> **Exercise directions**: Wherever "other" appears in a line of the listing, report that line.

......

PR #1262, opened 2023-11-21
Enable inserting custom URL  using basic auth

tirongi:
In the credential nodeId can be inserted a custom server URL and the basic auth will be used.

### DIFF
--- a/packages/components/credentials/ElectricsearchUserPassword.credential.ts
+++ b/packages/components/credentials/ElectricsearchUserPassword.credential.ts
@@ -11,8 +11,7 @@ class ElasticSearchUserPassword implements INodeCredential {
         this.label = 'ElasticSearch User Password'
         this.name = 'elasticSearchUserPassword'
         this.version = 1.0
-        this.description =
-        `Use Cloud ID field to enter your Elastic Cloud ID or the URL of the Elastic server instance.
+        this.description = `Use Cloud ID field to enter your Elastic Cloud ID or the URL of the Elastic server instance.
         Refer to <a target="_blank" href="https://www.elastic.co/guide/en/elasticsearch/reference/current/setting-up-authentication.html">official guide</a> on how to get User Password from ElasticSearch.`
         this.inputs = [
             {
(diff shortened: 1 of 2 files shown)


packages/components/credentials/ElectricsearchUserPassword.credential.ts
```diff
@@ -15,7 +15,7 @@ class ElasticSearchUserPassword implements INodeCredential {
             'Refer to <a target="_blank" href="https://www.elastic.co/guide/en/kibana/current/tutorial-secure-access-to-kibana.html">official guide</a> on how to get User Password from ElasticSearch'
         this.inputs = [
             {
-                label: 'Cloud ID',
+                label: 'Cloud ID or custom server URL',
                 name: 'cloudId',
```
HenryHengZJ, line 19: can we add a `description` to explain how to get Cloud ID OR what is custom server URL? Better if it has link to docs like [here](https://github.com/FlowiseAI/Flowise/blob/main/packages/components/credentials/AWSCredential.credential.ts#L16)

packages/components/nodes/vectorstores/Elasticsearch/ElasticSearchBase.ts
```diff
@@ -144,15 +144,30 @@ export abstract class ElasticSearchBase {
...
             let password = getCredentialParam('password', credentialData, nodeData)
-            elasticSearchClientOptions = {
-                cloud: {
-                    id: cloudId
-                },
-                auth: {
-                    username: username,
-                    password: password
+            if (cloudId.startsWith('http')) {
+                let username = getCredentialParam('username', credentialData, nodeData)
```
HenryHengZJ, line 148: these 2 lines are redundant as its already declared above

tirongi:
Thanks for your suggestions.
I just added the explanation, you can use an Elastic Cloud ID or put the URL address to the Elastic server instance in which the index is stored.
Based on the given string the client will be configured with the right auth settings. 
See: [Elastic guide](https://www.elastic.co/guide/en/elasticsearch/client/javascript-api/current/client-connecting.html)

HenryHengZJ (approved):
thanks @tirongi !

PR #1272, opened 2023-11-23
Maintenance/pnpm vite jsx (Enhancements to the Project Infrastructure)

use-the-fork:
I have made several significant updates to the project's foundation, aimed at improving efficiency and standardization. Here's a breakdown of the changes:

1. **Switch from Yarn to PNPM:** This change brings multiple advantages:
    - **Efficient Package Management:** With PNPM, `node_modules` are symlinked and shared, leading to the reuse of 2,860 packages.
    image
    - **Elimination of Turbo:** Turbo is removed as a dependency because PNPM inherently supports parallel execution.

2. **Committing a Lock File:** A lock file has been committed to ensure consistent package versions across different setups.

3. **Introduction of `kill-port` in Root `package.json`:** This utility ensures that ports are terminated before running the `dev` and `start` scripts, preventing port conflicts.

4. **Standardization of File Extensions in UI Folder:** Renamed `.js` files to `.jsx` to adhere to standard practices, enhancing code readability and maintainability.

5. **Replacement of Craco with Vite:** This upgrade introduces several improvements:
    - **Enhanced Hot Module Replacement (HMR):** Vite provides faster HMR, making development more efficient.
    - **Improved Packaging:** Vite offers better packaging strategies, enhancing overall performance.

6. **Adding `@/` Alias for UI Directory:** This alias simplifies referencing within the UI directory, improving code readability and organization.

PR #1274, opened 2023-11-23
Bugfix/docker server

knighttower:
**Fixes**  
- Issues with docker server
- Removes duplicate "Dockerfiles"
- Addresses performance issues during dev (by using the new docker container, the app runs a lot faster and with less issues)
- Simplify the use with docker

**New Features**  
- quick scripts to use docker via npm scripts
- auto docker install
- avoids manual docker installation or weird setups
- auto yarn install into container
- scripts to start, stop and cli (enters the docker via bash interactive)
- optimizes the performance by using dockers features when using node modules and shared folders
- It auto copies the required files (env and docker-compose)
- Added quick shortcuts to the scripts so that:
  - `npm run docker:start `
    - installs, starts and runs the yarn stuff all in one
    - If everything is already installed, it will just start the docker and the flowise
  - `npm run docker:stop`  
    - Stops the correct container
  - `npm run docker:cli`  
    - enters the correct container in bash mode

**Usage and instructions**  
- Go to [Instructions](https://github.com/FlowiseAI/Flowise/blob/main/docker/README.md)


HenryHengZJ:
thanks for the PR @knighttower !

Few question: 
1. Is it still possible to use the docker-compose way to install Flowise via npm?
2. Is it still possible to use the root level Dockerfile to build & install Flowise locally?
3. Does the new method works across different deployments like Render, AWS, DigitalOcean, Azure, GCP - https://docs.flowiseai.com/deployment

knighttower:
Hello @HenryHengZJ ,

****Q-** "Is it still possible to use the docker-compose way to install Flowise via npm?"**
> **A-** Short answer, yes. Long answer, I added a new 'script' command to automate all that and avoid confusion and errors. This has been documented in the readme file (https://github.com/knighttower/Flowise/tree/bugfix/docker-server/docker). The new method is simple and fast, devs only have to run `npm run docker:start` and it will:

1. Copy the ENV if there is none. (it will skip if there is one present).
2. Run the docker-compose container.
3. Install Flowise (it will use the cache via Yarn if it has already been installed and skip the install if so).
4. Start the Flowiser server.

If anyone still wants or need to install extra stuff, they can use the `npm run docker:cli` or use standard docker method `docker exec -it bash` but using the scripts is preferred for simplicity and accuracy. 

****Q-** "Is it still possible to use the root level Dockerfile to build & install Flowise locally?"**
**A-** The container build is always locally to favor offline builds, customization and mostly easy maintenance of the "Dockerfile". I noticed a lot of discrepancies with the previous files and remote Docker image that it is very hard to know which one was the current one.
 

**Q- "Does the new method works across different deployments like Render, AWS, DigitalOcean, Azure, GCP - https://docs.flowiseai.com/deployment"**
**A-** Yes, in any service that allows the use of Docker, it will allow running the Dockerfile. With a Few exceptions where the Dockerfile is not used, like Render, Railway, Replit because they use their own Docker setup and not the Flowise image.

Note that once this PR is merged the docs there need to Updated. They seem to be outdated anyway, so this will be a good push to make updates happen at that end.

For reference: I updated the Readme files of this repo to reflect the new changes:
https://github.com/knighttower/Flowise/blob/bugfix/docker-server/README.md#-docker
https://github.com/knighttower/Flowise/tree/bugfix/docker-server/docker

Let me know if you have any other questions.

Thanks!

HenryHengZJ:
Reason we have 2 Dockerfiles, 1 for building image locally, and the other 1 for building via docker-compose using image from dockerhub, is because some cloud services dont support docker-compose like you mentioned Render. Will have to test thoroughly across different deployments to verify if they are still working the same. Plus, we will be merging in this [PR](https://github.com/FlowiseAI/Flowise/pull/1272) which introduces new infrastructure change, so might hold off on this PR for a while

PR #1302, opened 2023-11-28
Feature/add disable file download and regex to remove citation

HenryHengZJ:
From OpenAI Assistant Message, it contains redundant citations:
image

- Added regex to replace those lenticular brackets:
image

- Added Disable File Download to ignore file annotations


refractstud:
Thanks for the fix, I pulled the new image from docker compose and tested how ever I still see the issue come up sometimes, also file path of uploaded knowledge file shows up along with a download knowledge file button ? can this be fixed?
Screenshot 2023-11-29 at 7 50 28 pm

HenryHengZJ:
Just pushed the latest `flowise-components` release. If you try pull the latest image again, it should work

PR #1319, opened 2023-12-01
Feature/Prompt Fetch from Langsmith Hub

vinodkiran:


packages/server/src/index.ts
```diff
@@ -1036,6 +1039,55 @@ export class App {
...
+                if (!credential) return res.status(404).json({ error: `Credential ${req.body.credential} not found` })
+                // Decrypt credentialData
+                const decryptedCredentialData = await decryptCredentialData(credential.encryptedData, credential.credentialName, undefined)
+
+                const headers = {}
+                // @ts-ignore
+                headers['x-api-key'] = decryptedCredentialData.langsmithApiKey
+
+                const tags = req.body.tags ? `tags=${req.body.tags}` : ''
+                const url = `https://web.hub.langchain.com/repos/?${tags}offset=0&limit=20&has_commits=true&sort_field=num_likes&sort_direction=desc&is_archived=false`
```
HenryHengZJ, line 1080: do we need offset and limit here? on the UI we dont have pagination right?

packages/ui/src/ui-component/dialog/PromptLangsmithHubDialog.js
```diff
@@ -0,0 +1,475 @@
...
+            const createResp = await promptApi.getPrompt({
+                credential: credentialId,
+                promptName: selectedPrompt.full_name
+            })
+            if (createResp.data) {
+                prompt.detailed = createResp.data.templates
+            }
+        }
+        setSelectedPrompt(prompt)
+        await new Promise((resolve) => setTimeout(resolve, 500))
```
HenryHengZJ, line 163: why do we need a setTimeout here

HenryHengZJ:
Updated UI: 
image

image

packages/ui/src/ui-component/dialog/PromptLangsmithHubDialog.js
vinodkiran: Not needed, fixed and pushed changes

packages/server/src/index.ts
vinodkiran: Not needed for now, fixed and pushed changes

PR #1325, opened 2023-12-02
Fix for issue#1323 - delete duplicate chatflow

### LINKED ISSUE #1323: [BUG] Deleting a duplicated chatflow does not redirect after
**Describe the bug**
If you duplicate any chatflow, give it a name and save it. Then click "Settings" and "Delete", it will delete but you won't be redirected anymore. This works for chatflows if you open them directly (but not opened from duplicate)

**To Reproduce**

1. Open any chatflow
2. Click duplicate
3. In the duplicated chatflow, save it and give it a name
4. Click settings
5. Click delete

**Expected behavior**
Chatflow deleted and page redirected to chatflows like normal

automaton82:
This commit fixes #1323 that I found.

Previously after deleting it was calling `navigate('-1')`, but if it's duplicate it's in a new window with no history.

Here I changed it to `navigate('/')` which will have almost identical behaviour (in almost all cases they come from chatflows) and fixes the defect.

### DIFF
--- a/packages/ui/src/views/canvas/index.js
+++ b/packages/ui/src/views/canvas/index.js
@@ -170,7 +170,7 @@ const Canvas = () => {
             try {
                 await chatflowsApi.deleteChatflow(chatflow.id)
                 localStorage.removeItem(`${chatflow.id}_INTERNAL`)
-                navigate(-1)
+                navigate('/')
             } catch (error) {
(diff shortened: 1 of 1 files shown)


HenryHengZJ (approved):

HenryHengZJ:
thanks @automaton82 !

......

> **Response area**:
Let me know if you have any other questions.
Reason we have 2 Dockerfiles, 1 for building image locally, and the other 1 for building via docker-compose using image from dockerhub, is because some cloud services dont support docker-compose like you mentioned Render. Will have to test thoroughly across different deployments to verify if they are still working the same. Plus, we will be merging in this [PR](https://github.com/FlowiseAI/Flowise/pull/1272) which introduces new infrastructure change, so might hold off on this PR for a while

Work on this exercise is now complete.